Foot on the throttle

This week’s motoring news is more upbeat. Aston Martin, the Warwickshire-based marque favoured by James Bond and the Prince of Wales, came to the stock market with an expected valuation (even after a last-minute downward tweak) of £4 billion, placing it on higher multiples to earnings than its chief European rival Ferrari.

With talk of repositioning Aston Martin as a luxury goods brand rather than a mere maker of fast cars, of doubling production within five years, and of being ‘well insulated’ against a bad Brexit, this has been a case-study in IPO positioning, otherwise known as City spin. It will reward earlier investors such as the Italian tycoon Andrea Bonomi, who bought a 37 per cent stake in 2012, with a tenfold return on their money, and promises a £20 million payout for chief executive Andy Palmer (formerly of Nissan) if he delivers. Has he overdone the hype? Probably, but in these gloomy times for the wider car industry, it’s good to find someone with his foot on the throttle.

Headwinds

Another obvious bellwether of Brexit’s impact is the airline industry. The government’s no-deal scenario planning includes the worst-case possibility that ‘UK and EU licensed airlines would lose the automatic right to operate air services between the UK and the EU without seeking advance permission’ — and while no one really expects pragmatic aviation bureaucrats to allow that to happen, whatever mess politicians present them with, Transport Secretary Chris Grayling hardly put minds at rest when he told the Tory party conference his department would be ready to respond with emergency help as it did to last year’s collapse of Monarch Airlines.
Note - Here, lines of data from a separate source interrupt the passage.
PR #2789, opened 2026-07-10
fix(serenity): match regular plurals and possessives in the branded classifier

rainer-friederich:
## 1. Abstract
The server-side Serenity branded/non-branded prompt classifier now recognises the regular English plural and the possessive form of a brand name or alias. It remains a word-boundary matcher, not a substring match.

## 2. Reasoning
The classifier matched brand needles as whole tokens only, so any inflection of the brand name fell through to `type:non-branded`. `Buick` classified as branded; `Buicks` did not — even though "Are Buicks luxury cars?" is plainly a branded prompt.

Investigating that turned up a second, quieter defect in the same code. The alias `Kellogg's` normalizes to the two-token needle `kellogg s`, because the apostrophe collapses into a token gap. Such a needle matches a literal possessive and nothing else, so it never matched the bare word "Kellogg". That is why the WK Kellogg Co brand had only 14 of its 311 prompts tagged branded, while 22 of them name the brand.

The obvious fix — relaxing the match to a `contains` test — is not acceptable: it would classify "outer space" as a mention of the brand `Ace`. The fix had to stay morphological.

The insight that makes a narrow fix possible is that **proper nouns only ever take the regular English plural**. One writes "the Kennedys", never "*the Kennedies"; brand names never undergo the irregular stem changes (`-ves`, `-ies`) that common nouns do. So the matcher can admit a small, closed set of suffixes and remain principled.

Behaviour delta:

- A needle now matches when it is followed by the regular plural suffix on its **final token only**: `-s` in every case, and `-es` only after a sibilant stem (`s`, `x`, `z`, `ch`, `sh`). `Lexuses` and `Bosches` therefore match, while the non-word `Buickes` does not.
- The possessive clitic `'s` (straight and typographic) is stripped from **both** the needle and the prompt text before matching. This makes `Buick's` classify, and it simultaneously repairs the `Kellogg's` alias so it matches the bare brand name.
- A plural possessive (`Buicks'`) leaves a bare trailing apostrophe, which the plural rule already covers.
- Multi-word needles pluralize only their last token: `Le Creusets` matches, `les creuset` does not.

What deliberately did **not** change is the left edge of the match. It stays anchored, and no suffix other than the two above is admitted. `Ace` still does not match `surface`, `spaces`, or `outer space`, and `Buick` still does not match `Buickmobile` or `Buicking` — but `Aces` and `Buicks` now do.

Operationally visible effect: prompts written from now on through any Serenity write path (manual create/edit, CSV import, AI generation, onboarding seeding) get the corrected tag. Because these paths all share this single classifier, the behaviour is uniform across them.

**Reclassification is out of scope here.** Per serenity-docs issue 31 the classifier is forward-only — existing prompts are not reclassified — and this PR takes the migrated data as it stands. A backfill pass over already-migrated prompts would be entirely possible and is a sensible follow-up: it would flip roughly 43 plural-form prompts across the General Motors brands, plus about 8 bare-"Kellogg" prompts in WK Kellogg Co, from non-branded to branded. Nothing would flip the other way.

## 4. Required information
- Spec: https://github.com/adobe/serenity-docs/issues/31

- `project-elmo-ui` — consumed / contract. It renders the branded vs non-branded tag (read-only) and derives the branded-ratio prompt-health statistics from it. No UI change is required; the tag values and their shape are unchanged, only which prompts receive which tag.
- `serenity-docs` — contract. Issue 31 defines the classifier as a single server-owned layer, forward-only. This change keeps both properties.

The rule was designed against real migrated data rather than invented examples. Using the read-only prod Postgres MCP, the classifier's matching logic was replayed over the actual prompt text and the actual `brand_aliases` rows for all 13 brands in the Lovesac, Kellogg and General Motors workspaces — 5,002 prompts in total.

- Every prompt the old rule missed was a regular plural: `Buicks`, `Cadillacs`, `Chevys`, `GMCs`. There were 43 of them, and each was read individually; each genuinely names its brand.
- The new rule flips exactly those 43 to branded and flips **zero** prompts in the wrong direction across the whole corpus.
- An independent check corroborates the rule. The Lovesac workspace showed zero misses, but only because someone had hand-added `Sacs`, `Sactionals`, `Supersacs` and `pillowsacs` as aliases to work around the missing plural rule. Dropping those four workaround aliases and applying the plural rule instead reproduces Lovesac's branded set exactly — 591 prompts before, 591 after, nothing lost and nothing gained. The rule derives what a human had been maintaining by hand.

One caveat on the evidence: this replay reads the prompt corpus and alias lists from Postgres. The `type:branded` tags themselves live upstream in the Semrush sub-workspaces and were not read back.

## 7. Test plan
Locally, beyond the unit tests, the verification that mattered was the corpus replay described in section 6 — the matching logic exercised against the real prod prompt text and alias rows for the three migrated workspaces, with every flipped prompt inspected by hand.

To verify on **dev**:

1. Pick a Serenity brand with a single-word name (or add an alias such as `Buick`).
2. Create a prompt through the normal write path whose text uses the plural, e.g. "Are Buicks luxury cars?", and confirm the stored prompt carries `type:branded`.
3. Create one using the possessive, "What is Buick's best selling vehicle?", and confirm `type:branded`.
4. Confirm the guard still holds: with an alias of `Ace`, a prompt reading "tell me about outer space" must remain `type:non-branded`.
5. For an alias carrying a possessive (`Kellogg's`), confirm a prompt naming the bare brand ("how does kellogg ensure cereal safety?") now classifies as `type:branded`.

The same five checks apply on **stage** and **prod** after deploy. No migration or backfill runs as part of this change, so existing prompt tags are expected to be untouched — that is the forward-only contract, and seeing old prompts keep their old tags is the correct outcome, not a regression.

### DIFF
--- a/src/support/serenity/branded-classifier.js
+++ b/src/support/serenity/branded-classifier.js
@@ -20,14 +20,24 @@ import { collectAliasNames } from './brand-aliases.js';
  * on every path that writes a Serenity (Semrush sub-workspace) prompt: manual
  * create / edit, CSV import (which reuses the create path), AI generation, and
  * onboarding/provisioning seeding. A prompt is `type:branded` when its text
- * mentions the brand name or an applicable alias as a WHOLE WORD (diacritics
- * folded); otherwise `type:non-branded`.
+ * mentions the brand name or an applicable alias as a WHOLE WORD — allowing the
+ * regular English plural of that word (diacritics folded); otherwise
+ * `type:non-branded`.
  *
  * This replaces the earlier AI-only substring matcher (`brandedTypeTag`): the
  * match is now word-boundary + diacritic-folding, and it is shared everywhere so
  * the classification is identical no matter how the prompt got in. The behaviour
  * change (substring → whole-word) is forward-only — existing prompts are not
  * reclassified (serenity-docs#31, decisions 1/2/6).
+ *
+ * Plurals and possessives are handled morphologically, NOT by relaxing the match
+ * to a substring test. Proper nouns only ever take the regular plural in English
+ * — `the Buicks`, `the Kennedys`, `the Bosches` — never the irregular stem
+ * changes that common nouns take (no `Buickies`, no `Bosch → *Bosches` via
+ * `-ves`/`-ies`). So the classifier admits exactly two suffixes on the needle's
+ * final token, `-s` and (after a sibilant) `-es`, and strips the possessive
+ * clitic `'s` from BOTH sides before matching. `Ace` therefore still does not
+ * match `surface` or `spaces`, but does match `Aces`.
  */
 
 // Latin letters that carry a diacritic/ligature but have NO canonical NFD
@@ -42,12 +52,32 @@ const NON_DECOMPOSING_FOLDS = Object.freeze({
 const NON_DECOMPOSING_RE = new RegExp(`[${Object.keys(NON_DECOMPOSING_FOLDS).join('')}]`, 'g');
 
 /**
+ * The English possessive clitic: an apostrophe (straight or typographic) + `s`,
+ * at a token end. Dropped from both sides so `Kellogg's` ≡ `Kellogg` — otherwise
+ * the alias `Kellogg's` normalizes to the two-token needle `kellogg s`, which
+ * matches only a literal possessive and never the bare brand name. Runs after
+ * `toLowerCase` (so only lower-case `s`) and before punctuation collapse (which
+ * would otherwise turn the apostrophe into a token gap). The bare trailing
+ * apostrophe of a plural possessive (`Buicks'`) is left to the plural rule.
+ */
+const POSSESSIVE_RE = /['’]s(?=[^\p{L}\p{N}]|$)/gu;
+
+/**
+ * Needle endings after which the regular English plural is spelled `-es` rather
+ * than `-s` (the sibilants): `Lexus → Lexuses`, `Bosch → Bosches`, `Fox → Foxes`.
+ * Restricting `-es` to these keeps the suffix set from admitting non-words like
+ * `Buickes` as a match.
+ */
+const SIBILANT_RE = /(?:[sxz]|ch|sh)$/;
+
+/**
  * Normalizes one side of the match (needle OR haystack) into a canonical,
  * space-delimited token stream:
  *   - fold diacritics (NFD decomposition, strip combining marks) so `café` ≈ `cafe`;
  *   - lower-case (case-insensitive match);
  *   - fold the non-decomposing accented/ligature letters (`ø→o`, `æ→ae`, `ß→ss`,
  *     …) that the NFD strip leaves intact, so `Ørsted` ≈ `Orsted`;
+ *   - drop the possessive clitic `'s`, so `Kellogg's` ≡ `Kellogg`;
  *   - replace every run of non-alphanumeric characters (Unicode letters/numbers)
  *     with a single space, so punctuation/whitespace collapses to token gaps;
  *   - trim.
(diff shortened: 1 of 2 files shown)


MysticatBot (approved):
Hey @rainer-friederich,

**Verdict: Approve** - well-scoped morphological fix with thorough tests and no regressions to the word-boundary invariant.
_Changes: Adds regular English plural (-s, -es after sibilants) and possessive ('s) recognition to the branded-prompt classifier without relaxing to substring matching (2 files)._

<details>

- suggestion: Add a `z`-ending sibilant test (e.g., `Benz` -> `Benzes`) to complete coverage of all `SIBILANT_RE` alternations (`[sxz]|ch|sh`) - tests cover `s`, `x`, `ch`, `sh` but not `z` - `test/support/serenity/branded-classifier.test.js`
- suggestion: Consider pre-computing plural forms at needle-construction time (in `brandNeedles`) rather than testing suffixes at match time - this separates morphology from boundary semantics and makes adding future suffix classes trivial without touching match logic - `src/support/serenity/branded-classifier.js:152`
- nit: A test for a sibilant + possessive combo (e.g., needle `"Ross's"` normalizing to `ross`, prompt `"are Rosses near you?"` -> branded) would document the interaction of both new code paths in one case - `test/support/serenity/branded-classifier.test.js`
</details>

---

<sub><b>Skill:</b> pr-review | <b>Model:</b> us.anthropic.claude-opus-4-6-v1[1m] | <b>Duration:</b> 1m 14s | <b>Cost:</b> $4.16 | <b>Commit:</b> <code>8cc2c464bee4caf8d9ffc0cea3b00de2295a236b</code><br>If this code review was useful, please react with 👍. Otherwise, react with 👎.</sub>

rainer-friederich:
Addressed the review in `9fe491c2`.

MysticatBot:

- suggestion: add a `z`-ending sibilant test (`Benz` → `Benzes`) — **done**. There is now one case per `SIBILANT_RE` alternation: `Lexus`/`Fox`/`Benz`/`Bosch`/`Bush` for `s`/`x`/`z`/`ch`/`sh`. Added a negative alongside them (a sibilant stem where neither the bare form nor a plural is present stays non-branded), which also closes the last uncovered branch in the matcher.
- nit: a sibilant + possessive combo test — **done**. `Ross's` normalizes to the needle `ross`, whose stem is sibilant, so `Rosses` matches through both new code paths in one case. Covered the bare and possessive spellings in the same test.
- suggestion: pre-compute plural forms in `brandNeedles` rather than testing suffixes at match time — **declined**, on two grounds.

  It would not actually consolidate the morphology. The possessive clitic has to be stripped from the *prompt text* as well as the needle, so it necessarily lives in `normalizeMatch`, which both sides share. Moving the plural into needle construction would put the right-edge morphology in one place and the possessive morphology in another, leaving the two halves further apart than they are today, where the boundary rule reads as one function.

  It would also weaken the contract of the needle list. `brandNeedles` is documented as "the brand display name plus its region-applicable aliases, normalized", and `needlesFromNames` as normalize-and-dedupe over names. Injecting fabricated forms like `buicks` — which is not an alias of anything — makes those lists no longer a set of brand names, which matters because they are memoized per market and are the natural thing to log when a classification is disputed.

  On the stated benefit, cheaply adding future suffix classes: that is the one extension we specifically do not want. The rule is narrow by design — proper nouns take only the regular plural, and it is exactly that closed set which keeps this a word-boundary test rather than a substring test. Making it easy to bolt on more suffix classes optimises for a change we would reject on review.

  Happy to revisit if a second consumer of the needle list ever wants pre-expanded forms.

The real problem — as with auto makers’ challenges over falling diesel car sales and new emissions tests — is that other adverse factors are likely to impinge on airlines just as Brexit uncertainty reaches its peak. Ryanair this week issued a profits warning, blaming strikes by pilots and cabin crew, rising fuel costs and a fall in customer confidence affecting autumn bookings. Analysts are also wary of the impact of higher fuel costs on IAG (the combination of British Airways and Iberia) and of a coming overall increase in short-haul capacity across Europe at a time when passenger demand looks set to fall. You may never have heard of Primera Air, a Danish-owned low-cost airline that failed this week, leaving passengers stranded in Spain and the US, but it could be a harbinger of cyclical hard times for the industry ahead.

Out-of-control ego

Also making headlines again was Elon Musk, the wacky entrepreneur behind the Tesla electric car venture in California whose shares — chased upwards by tech investors without apparent regard to the company’s underlying performance — have lately dipped to $265 from an August high above $380. Musk angered the Securities and Exchange Commission in the summer by spuriously claiming he was about to launch a buyout of the company at well above its then market value. His board did nothing to censure him, but after a brief fight with the SEC he has agreed to stand down as chairman for three years, while remaining chief executive. Musk and Tesla both face $20 million fines for the episode — and both arguably attract far more media attention than is merited by their futuristic car project. This is really an old-fashioned story of weak governance in a public company with an out-of-control ego on top.